For the life of me I can't figure out how to get the parking lamp assemblies out of the valance panel. Do I have to remove the valance from the car? Thanks!


----------



## BLK69JUDGE (Jun 10, 2010)

1st of all ,,,, nice valance 
2nd you need to be real nice to the fiberglass surround ,,, when it starts to come apart,,
your right a pain in the azzzzzzzzzz
you still have 69 buckets as 70 the design changes and the screw you just took out
go all the way thru and mount the housing to the valance ..... the 69 has a U shaped
bracket that clamps the housing to the valance,,,
so
yes you can get them apart by going thru the golf ball hole in the lower corner of the valance
but going together no
for the safety of your nice paint
all the lowers all across the rad support come off ,,,
the one above the license plate
and the 4 on the corner of valance and fender,,
once again a tight wobbly on your extension .... sometimes I wrap electical tape around the wobbly to make it NOT want to wobble just enuf angle for your1/2" socket with 12" extension to get on the 4 valance to fender bolts...
have a rolled up sleeping bag handy to hold the valance up as you dont want to stress
the other side of the valance and pop paint
and dropp just enuf to get your 7/16 socket on the 2 nuts on the U clamp
I hope your car was painted in pieces as this may chip around the mating areas,,,
I can tell all your parts are GM in the way they fit
also if you use painters tape blue or green tape the surround in place firmly withe the tape ALL around to hold it in positition and slide the housing out without disturbing the paint

whats your issue? bad or moody bulb? 

do your horns work ??? might be time to tune them too

Scott
2o6 4six5 9165


----------



## Mine'sa66 (Oct 30, 2019)

BLK69JUDGE said:


> 1st of all ,,,, nice valance
> 2nd you need to be real nice to the fiberglass surround ,,, when it starts to come apart,,
> your right a pain in the azzzzzzzzzz
> you still have 69 buckets as 70 the design changes and the screw you just took out
> ...


Good Lord


----------



## Luiz (Dec 21, 2007)

Thanks Scott.

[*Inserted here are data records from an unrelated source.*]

PR #1459, opened 2024-04-24
repro: adding node to <style> clears injected styles

billyvg:
Here is a repro of a case where a mutation that adds a node to a `<style>` (at least I think this is what `parentId=-2` is) will clear the previously injected styles. This ends up clearing the `noscript` css so that the contents of the `noscript` elements will be displayed in the replay.


eoghanmurray:
```parentId === -2``` means the parent node is ignored in terms of slimDom settings.

There is `parentId: -1` in this test case which shouldn't happen I believe (if that is possible we should add a record-time test too)

I haven't tried to recreate yet..

billyvg:
Superceded by https://github.com/rrweb-io/rrweb/pull/1357

PR #1461, opened 2024-04-26
fix: safe pause

marandaneto:


marandaneto:
cc @Juice10

eoghanmurray:
If it's complaining about RRMediaElement, then the fix likely should be in rrdom?

I don't understand the abstract base class stuff too well, but maybe it just needs a concrete implementation of the `pause` function here:
https://github.com/rrweb-io/rrweb/blob/master/packages/rrdom/src/index.ts#L152
?

marandaneto:
> If it's complaining about RRMediaElement, then the fix likely should be in rrdom?
> 
> I don't understand the abstract base class stuff too well, but maybe it just needs a concrete implementation of the `pause` function here: [`master`/packages/rrdom/src/index.ts#L152](https://github.com/rrweb-io/rrweb/blob/master/packages/rrdom/src/index.ts?rgh-link-date=2024-04-26T13%3A15%3A49Z#L152) ?

https://github.com/rrweb-io/rrweb/blob/ae6908dcdcd7c732c1ce79eea19de5240bec1151/packages/rrdom/src/document.ts#L576-L578 should be the implementation since the class extends the base class with the method implementation, so no, I don't think so but not a JS/TS expert either.

Juice10:
Any chance we could figure out what the type of element is that's being sent through? I'd like us to have a deeper fix if possible.

Juice10:
@marandaneto I'd prefer this fix although if we don't know exactly what's triggering it, it might not be helpful for your use case. https://github.com/rrweb-io/rrweb/pull/1462 Any chance you could check?

marandaneto:
> @marandaneto I'd prefer this fix although if we don't know exactly what's triggering it, it might not be helpful for your use case. #1462 Any chance you could check?

I could not reproduce the issue so I cannot check it but your PR makes sense to me, I added a comment with a possible improvement though, I think this is worth the shot.

marandaneto:
closing in favor of https://github.com/rrweb-io/rrweb/pull/1462
cc @daibhin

So you are saying one has to lower that valance to get to the two rear bolts on the parking lamp assembly. I had looked at that a long time ago and saw the two nuts on the left and right outside perimeter of the valence seemed way too hard to get to from the inside so I gave up.

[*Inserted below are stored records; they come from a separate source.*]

PR #1464, opened 2024-05-01
avoid using 2nd argument of Array.from that prototype.js does not support

colingm:
We ran into an issue where rrweb running on a site that uses prototype.js breaks prototype overrides native Array.from to not support the 2nd argument (the mapFn). We struggled with if it was right to open this pr against upstream due to it only being necessary to support a mostly abandoned tool but thought we would open it anyways and get your opinions on it.


eoghanmurray:
Prior to me examining this further:
- See #1272 for an example of where second argument of Array.from was introduced for performance reasons.
- See #1196 for a similar guard against an old 3rd party js library which in that case defined it's own `Date.now` (before there was a standard Date.now)

eoghanmurray:
Having had a quick look, we'll need something better than reverting #1272 which is kind of what this is ... 

 - Could make our own definition of array_from which checks whether it's safe to use the inbuilt one first 
 - Would also need to check whether our own one doesn't slow things down
 - There's some trick I remember where you create a new 'clean' document context, pull out the native Array.from function from that context, and re-overwrite the one in the top level context (which has been doctored by prototypejs)

Notwithstanding #1196, I think that's more suitable for code outside of rrweb, as prototype.js is old and doesn't do this anymore right?

colingm:
Also "there isn't really a good reason or a sustainable way to do this in rrweb" is a totally reasonable final decision. This was a combination of me going through our current changes that have diverted from upstream and making sure I at least saw if there was a good way to do it.

colingm:
@eoghanmurray good idea. I have done that with other tools before just for some reason didn't think about trying that here. Probably was trying to be as surgical as possible which might have made sense for a quick hotfix on our part but definitely doesn't make as much sense for the long term evolution of rrweb.

.changeset/eleven-bobcats-peel.md
```diff
@@ -0,0 +1,6 @@
+---
+'rrweb-snapshot': patch
+'rrweb': patch
+---
+
+try to provide clean implementation for Array.from to support older libraries that might drop the 2nd parameter
```
eoghanmurray, line 6:
```suggestion
better support for coexistence with older libraries (e.g. MooTools & Prototype.js) which modify the in-built `Array.from` function
```

eoghanmurray:
Thanks for working out the typing issues!  I'll leave it to another to review as I won't have seen problems in the code I suggested.

packages/rrweb/src/record/index.ts
```diff
@@ -46,6 +46,20 @@ let takeFullSnapshot!: (isCheckout?: boolean) => void;
...
 
+// Multiple tools (i.e. MooTools, Prototype.js) override Array.from and drop support for the 2nd parameter
+// Try to pull a clean implementation from a newly created iframe
+try {
+  if (Array.from([1], (x) => x * 2)[0] !== 2) {
+    const cleanFrame = document.createElement('iframe');
+    document.body.appendChild(cleanFrame);
+    // eslint-disable-next-line @typescript-eslint/unbound-method -- Array.from is static and doesn't rely on binding
+    Array.from = cleanFrame.contentWindow?.Array.from || Array.from;
+    document.body.removeChild(cleanFrame);
```
Juice10, line 57: Is there anyway we can do this without attaching the iframe? I'm afraid we might pick it up in recordings although the chance is super low.

eoghanmurray: We have the following in mutation.ts:
```
            if (!this.unattachedDoc) {
              try {
                // avoid upsetting original document from a Content Security point of view
                this.unattachedDoc =
                  document.implementation.createHTMLDocument();
              } catch (e) {
                // fallback to more direct method
                this.unattachedDoc = this.doc;
              }
            }
            const old = this.unattachedDoc.createElement('span');
```
            
Did you try something like that?

eoghanmurray: OK nevermind, looks like the unattachedDoc doesn't get the `contentWindow` created

eoghanmurray (approved):

daibhin:
Fwiw, I've debugged the exact same issue this week where a site had overridden the `Array.from` implementation. Would love to see protection against this but also have no problem telling people that the issue is on their end 😅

I am doing a new rewire and replacing/upgrading parts as I go along. To get the the wiring in the back of the parking lamp assembly seemed to require removing the assembly so this is where I need to get it out. Also that parking lamp assembly in the picture had a broken right side bolt so only the left side was keeping it in place so it is time to fix that.

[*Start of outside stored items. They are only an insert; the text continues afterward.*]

PR #1465, opened 2024-05-01
rrweb sends message to cross-origin iframe to force snapshot

colingm:
We often manually take snapshots in cross origin frame situations and were running into problems with no longer having the content of cross origin frames. We noticed that if we sent along a message to tell the cross origin frame to take a new snapshot whenever the parent frame took one then it resolved this issue.

### DIFF
--- a/packages/rrweb/src/types.ts
+++ b/packages/rrweb/src/types.ts
@@ -216,6 +216,7 @@ export type CrossOriginIframeMessageEventContent<T = eventWithTime> = {
   // The origin of the iframe which originally emits this message. It is used to check the integrity of message and to filter out the rrweb messages which are forwarded by some sites.
   origin: string;
   isCheckout?: boolean;
+  snapshot?: boolean;
 };
 export type CrossOriginIframeMessageEvent =
   MessageEvent<CrossOriginIframeMessageEventContent>;
--- a/.changeset/rotten-squids-run.md
+++ b/.changeset/rotten-squids-run.md
@@ -1,0 +1,5 @@
+---
+'rrweb': patch
+---
+
+rrweb sends message to cross-origin iframe to force snapshot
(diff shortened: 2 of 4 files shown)


eoghanmurray:
Is there a possibility that this will duplicate the regular way to take an iframe snapshot (when the contentDocument is accessible)?
I'm also curious as to if there is a problem with communicating the snapshot back up to the parent context when the contentDocument can't be accessed.
Some tests to demonstrate the novel scenario and prevent future regression would be appreciated.

colingm:
@eoghanmurray I am not quite sure if this can be triggered before the inner frame ends up being ready, will need to test that specifically. In practice we don't run into that problem since we don't try to initialize rrweb until the document is ready ourselves so it is worth double checking.

packages/rrweb/src/types.ts
```diff
@@ -216,6 +216,7 @@ export type CrossOriginIframeMessageEventContent<T = eventWithTime> = {
   // The origin of the iframe which originally emits this message. It is used to check the integrity of message and to filter out the rrweb messages which are forwarded by some sites.
   origin: string;
   isCheckout?: boolean;
+  snapshot?: boolean;
```
eoghanmurray, line 219: This note is a reminder that we need to add a test

eoghanmurray (changes requested):

colingm:
Adding a note here as doing some testing with timing of things and have found some oddities where it might not be behaving as expected due to the ordering of definition for `takeFullSnapshot` and `iframeManager`. Working through some testing and other options with the team.

dobrynin:
fwiw we also have this use case!

Juice10 (commented):
Looks really good @colingm! Curious what (edge) cases you've come across, and it would indeed be nice to have a test to make sure this stays working.

Easy-ish way to test this, is load rrweb (but don't record) in a page with cross origin iframe, then after everything is loaded: start recording. Iframe won't be recorded in the way its currently setup, but will with your fix.

colingm:
@Juice10 yeah sorry I have kind of let this languish unfortunately. So we actually found with the original version we had a weird race condition where it wasn't doing what we thought most of the time. We changed how we passed in the function (a setter now being called later) and that seemed to address the odd behavior we saw. Now just to write the tests 😅

PR #1468, opened 2024-05-03
inlineImages: Setting of `image.crossOrigin` is not always necessary

eoghanmurray:
Setting of `image.crossOrigin` is not necessary for same origin images, and causes an immediate image reload necessitating the load event listener (albeit from cache)

Changeset:
"inlineImages: during snapshot avoid adding an event listener for inlining of same-origin images (async listener mutates the snapshot which can be problematic)"


croqaz:
Hi, thanks for the PR! I didn't use this project anymore, so I won't test the code on my own.
But I understand the problem you're trying to solve and I can confirm that setting the crossOrigin triggers a browser request.
This fix looks great!
I would test it with some pages that have images stored in a CDN which is different than the website host, from what I remember this is what triggers the crossOrigin request. This would be just to make sure the feature is not broken. You could make a static HTML page and inject some random images from random domains and record that page to see that it works.

croqaz (approved):

eoghanmurray:
>  I would test it with some pages that have images stored in a CDN which is different than the website host, from what I remember this is what triggers the crossOrigin request. This would be just to make sure the feature is not broken. 

Thank you so much for suggesting this; in fact the new code had a bug not present in the prior version which I've fixed here: https://github.com/rrweb-io/rrweb/pull/1468/commits/236cd54144fb258be58014cffacd49e04e370e3f

packages/rrweb-snapshot/test/html/picture.html
```diff
@@ -1,9 +1,11 @@
 <html xmlns="http://www.w3.org/1999/xhtml">
   <body>
     <picture>
+      <!-- these are 404 - not sure if that's intentional -->
       <source type="image/webp" srcset="assets/img/characters/robot.webp" />
       <img src="assets/img/characters/robot.png" />
     </picture>
     <img src="/images/robot.png" alt="This is a robot" />
+    <img src="https://avatars.githubusercontent.com/u/43396833?s=20&v=4" alt="CORS restricted but has access-control-allow-origin: *" />
```
eoghanmurray, line 9: I was also thinking of using https://www.rrweb.io/favicon.png here but that isn't served with the requisite `access-control-allow-origin: *` — @Yuyz0112 if you wish to add that header I can update the test to point to our own resource

Juice10: You could also check out how we do cross origin tests and do it in a similar fashion: https://github.com/rrweb-io/rrweb/blob/03b5216a9403f1509b4f69d1d71ef9874277fe91/packages/rrweb/test/record/cross-origin-iframes.test.ts#L138

Juice10 (approved):

packages/rrweb-snapshot/test/html/picture.html
eoghanmurray: I'll check if I can get our test server to set the access-control headers.

eoghanmurray: That's done in https://github.com/rrweb-io/rrweb/pull/1468/commits/d2df9bb673a13e5c78969b566c1d3b6161609fff
I can't believe it but it worked first time.

eoghanmurray: I didn't explicitly set or check that the access-control-origin header is actually being set; but I verified that failing to set the  `crossorigin="anonymous"` on the `` causes the test to fail

PR #1469, opened 2024-05-03
capture bitmap errors

daibhin:
Creating a bitmap image can throw an error. This wraps the call in `callbackWrapper` that will silence the error in cases where the `errorHandler` is specified


eoghanmurray:
Is the test failure unrelated or does it need to be addressed?

PR #1471, opened 2024-05-08
yarn format - prettier improvements & add .editorconfig

eoghanmurray:
- add .editorconfig (prettier falls back to config from that file)
 - fix that the .changeset/*.md files were being corrected by prettier, although the CHANGESETS plugin was generating them with double quotes
 - add test html files to yarn:format and fix some malformed HTML
 - .prettierignore: ignore deliberately malformed HTML files used for testing
 - convenience: add a `yarn format:head` command to just run prettier on the files you've recently changed


.changeset/format-head-prettier.md
```diff
@@ -0,0 +1,6 @@
+---
+"rrweb-snapshot": patch
+"rrweb": patch
+---
+
+development: add .editorconfig and improve how yarn format (prettier) works
```
Juice10, line 6: I generally leave empty changeset file as development changes aren't really needed for the Changelog

```suggestion
---
---
```

Juice10 (approved):

.prettierignore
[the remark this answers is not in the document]
eoghanmurray: It does, but the long list is deliberate; basically I want to ignore _old_ changeset files but apply to new ones

.prettierignore
```diff
@@ -0,0 +1,106 @@
+.changeset/attribute-text-reductions.md
```
eoghanmurray, line 1:
```suggestion
# list of old changeset files that were mutated to use single quotes by a previous version of prettier:
.changeset/attribute-text-reductions.md
```

Issue #1457, opened 2024-04-24
[Bug]: Uncaught SyntaxError: Regular expression too large


mrfullset:
### Preflight Checklist

- [X] I have searched the [issue tracker](https://www.github.com/rrweb-io/rrweb/issues) for a bug report that matches the one I want to file, without success.

### What package is this bug report for?

rrweb

### Version

v2.0.0-alpha.13

### Expected Behavior

Live mode replay starts

### Actual Behavior

rrweb fails with an error in a console: `Uncaught SyntaxError: Invalid regular expression: (huge CSS contents) Regular expression too large`

### Steps to Reproduce

```js
rrweb.record({
        emit(event) {
          // send via websocket
        },
        recordCanvas: true,
        dataURLOptions: {
          type: 'image/webp',
          quality: 0.6,
        },
      });
```

```js
rrweb.Replayer([],
        { root: this.$refs.container,
          liveMode: true,
          UNSAFE_replayCanvas: true,
          mouseTail: {
            strokeStyle: "#d0d4e1"
          }
        })
```

### Additional Information

The same code as in "Steps to Reproduce" section worked with `v1.1.3`.
CSS inside of a regex are generated by Tailwind.

dobrynin:
We are also seeing this.

dobrynin:
It seems to be coming from https://github.com/rrweb-io/rrweb/blame/26c331b3b7e1a45091904fd1a6a875e16c9b777f/packages/rrweb-snapshot/src/rebuild.ts#L112-L118

colingm:
@priyankblitzz we didn't have any workaround other than rolling back rrweb to alpha.11

eoghanmurray:
I'm not sure what has changed such that it's now generating a bigger CSS regex on the first `selectorMatcher`, as #1431 didn't modify that.
Does anyone have a test website that reliably generates the issue? Is that `<SVG` embedded in CSS or is it in the document and somehow mistakenly going through the adaptCssForReplay function?

There's also #1458 which makes improvements and might be able to fix it although not quite currently ready for merge.

eoghanmurray:
Could you guys review or apply #1481 to verify that it fixes it?

priyankblitzz:
just tried the latest version(alpha 14) in my web app and it is working fine now. The issue is resolved for me now. Thank you so much for taking care of the issue.

PR #1478, opened 2024-05-16
Add a failing test for fixing

eoghanmurray:
Bug report in #1457

This bug was caused by changes in #1431

Run the test on it's own as follows:

`packages/rrweb-snapshot$ yarn retest --testPathPattern rebuild.test.ts -t tricky`


eoghanmurray:
I've isolated this failing css in a much smaller test case in #1481 which also fixes the issue

PR #1695, opened 2025-05-27
fix: rrweb recorder may throw error when stopping recording after an iframe becomes cross-origin

YunFeng0817:
The CI failure can be solved by #1696


eoghanmurray:
I've checked and the MutationObserver can detect external changes like `iframeEl.src = 'xyz.com';` 
However what I think you are referring to is if the iframe itself changes the frame location using internal `document.location = 'redirect.com'` ?
Point taken in any case

packages/rrweb/src/record/index.ts
```diff
@@ -617,7 +617,25 @@ function record<T = eventWithTime>(
...
+      handlers.forEach((handler) => {
+        try {
+          handler();
+        } catch (error) {
+          const msg = String(error).toLowerCase();
+          /**
+           * https://github.com/rrweb-io/rrweb/pull/1695
+           * This error can occur in a known scenario:
+           * If an iframe is initially same-origin and observed, but later its 
+           src attribute is changed to a cross-origin URL,
```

I do plan to get the car some body work and repaint so a few paint minor chipping is not a concern. My goal in this restore is electrical/mechanical first ahead of body work.


----------



## BLK69JUDGE (Jun 10, 2010)

no biggee
20 minutes and its hangin
but youlle never get your new harness in ...
think about where the ground wires go ,,,,
way up behind the headlight on the corner of the rad support
thats a reach and fairly sure impossible
those stainless screws are a beeeeitch to drill out and to retap ....
I have screwed up a couple housings trying
heres a 69 rad support
and a 68 valance access hole to the bolts 69 holes seem a tad bigger


----------



## Luiz (Dec 21, 2007)

Well I just don't see how to get to the bolts in the picture I am attaching. They are angled away and the dang hide-away cover blocks access from the front. 
There are also two more bolts farther down which I believe can be accessed from in the engine bay but I am not sure.


----------



## BLK69JUDGE (Jun 10, 2010)

gotta go up from the bottom
you have to go thru the hole where my extension is in the picture ! 

with a wobbly at the 1/2" socket .... and 10" extension 
when it goes back together the upper valance holes are slotted U shape

you can start the 2 uppers shown in your picture ...slide the valance over the threads and adjust n snug then put the ones across under the radiator ,.,,, then the 2 to the lower fender 

Scott


----------



## Luiz (Dec 21, 2007)

That worked! I didn't have a wobbly in my bag of tricks so because you mentioned it, I was able to get in there and drop it.


----------



## Luiz (Dec 21, 2007)




----------